Among the lines below, some may hold the word "cookies"; state how many do, giving only the number.

__________

PR #8289, opened 2025-01-10
fix: prevent unparseable response cookie from causing request to fail [INS-4851]

ryan-willis:
In order to prevent malformed cookies from throwing application errors for otherwise successful requests, this PR changes to loose cookie parsing so that a set-cookie header sent as `"=value"` will be transformed into `key: "", value: "value"`. We are choosing to retain RFC-compliant types so a missing key will be an empty string as opposed to `null` or `undefined`.

One caveat is: since the cookie is malformed, it will not be added to the cookie jar.


jackkav (commented):
insomnia cookies have parsing logic pre-dating this feature which behave differently if i recall correctly, its worth checking for deviation this code may have introduced.

jackkav (approved):

Issue #8240, opened 2024-12-09
[Bug] Unable to send File in multipart form request that includes pre-request script


eboozer:
### Expected Behavior

Multipart form fields should not be affected when adding pre-request script that does not touch request body.

### Actual Behavior

Multipart from-data does not include `filename` for a form field that includes file data.
* If the form-data field does NOT include a name, then the field is excluded in the final request.
* If the form-data field DOES include a name, then the field is included in the final request but it doesn't include the `filename`, nor any file data.
  * Note, the `filename` aspect is required for some APIs (like Ktor) to understand that the FormData field is actually a file, and not a normal form field.

### Reproduction Steps

1. Create new POST request
2. Set Body to use `multipart`
3. Add new form-data field for the body that includes a file
4. Set new pre-request script
5. Update the request's auth according to standard documentation:
```js
insomnia.request.auth.update(
  {
    type: 'bearer',
    bearer: [
      { key: 'token', value: 'XXX' },
      { key: 'prefix', value: 'Bearer' },
    ],
  },
  'bearer'
);
```
6. Send request
7. Note that the console outputs for the request structure

### Is there an existing issue for this?

- [X] I have searched the [issue tracker](https://www.github.com/Kong/insomnia/issues) for this problem.

### Which sync method do you use?

- [ ] Git sync.
- [ ] Insomnia Cloud sync.
- [X] Local only

### Additional Information

The expected behavior should continue to work as it does as if there is no pre-request script on the request. The behavior does work fine without any script, and adding the auth update should not have any affect on the request body formdata inputs.

### Insomnia Version

v10.2.0

### What operating system are you using?

macOS

### Operating System Version

Darwin arm64 23.6.0

### Installation method

Homebrew

notjaywu:
@ihexxa to take a look

usmajeed:
also experiencing

eboozer:
Just following up on this post. I tried to be as detailed as I could, but please let me know if you have any issues recreating this issue. This seems like, at the very least, unexpected behavior, but I'm happy to test any alternative workflows if there is another way of accomplishing this. My end goal is simply to have the pre-request script set the authentication for a multi-part form request, so if there are additional steps to accomplish that, I'm happy to test them out to see if they work for my purposes.

ihexxa:
Thanks @eboozer the steps are detailed, will look into it.

ellyssonmike:
Same problem here.

After remove the request script it works.

[...]

PR #8297, opened 2025-01-15
fix(sdk): misc fixes and improvements

ihexxa:
Also with some minor fixes.

### Changes
- [x] Request Body: in transforming, included some request body properties, such as multiline, fileName and disabled
- [x] Console: support escape sequences such as `\n` and print params in one line (instead of multiple lines)
- [x] Reject setting `null` to environment
- [x] In test output, also show completed version of Actual value and Expected value, originally it is truncated.

### Multipart body
Screenshot 2025-01-15 at 15 36 01

### log output
Screenshot 2025-01-17 at 14 11 22

### In test, actual got value is 200, and expected value is a long string.
Screenshot 2025-01-16 at 17 10 35

Ref: INS-4795, #8240

### DIFF
--- a/packages/insomnia-sdk/src/objects/console.ts
+++ b/packages/insomnia-sdk/src/objects/console.ts
@@ -14,8 +14,11 @@ export class Console {
     // TODO: support replacing substitution
     printLog = (rows: Row[], level: LogLevel, ...values: any) => {
         try {
+            const content = values.map((a: any) => JSON.stringify(a, null, 2).replace('\\n', '\n'))
+                .join(' ');
             const row = {
-                value: `${level}: ` + values.map((a: any) => JSON.stringify(a, null, 2)).join('\n'),
+                // TODO: also support formating e.g. \t
+                value: `${level}: ${content}`,
                 name: 'Text',
                 timestamp: Date.now(),
             };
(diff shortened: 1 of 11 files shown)


packages/insomnia-sdk/src/objects/environments.ts
```diff
@@ -22,6 +23,10 @@ export class Environment {
     };
 
     set = (variableName: string, variableValue: boolean | number | string) => {
+        if (variableValue === null) {
```
CurryYangxx, line 26: The `varaibleValue` seems inconsistent with the type definition.

packages/insomnia-sdk/src/objects/console.ts
```diff
@@ -14,8 +14,11 @@ export class Console {
     // TODO: support replacing substitution
     printLog = (rows: Row[], level: LogLevel, ...values: any) => {
         try {
+            const content = values.map((a: any) => JSON.stringify(a, null, 2).replace('\\n', '\n'))
```
CurryYangxx: When will it include `\\n`?

packages/insomnia-sdk/src/objects/environments.ts
ihexxa: Good catch, updated.

packages/insomnia-sdk/src/objects/console.ts
ihexxa: `JSON.stringify` may transform `\n` into `\\n` in `a` (if it is a string).

CurryYangxx (approved):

__________

● **PROBLEM SOLUTION**: 2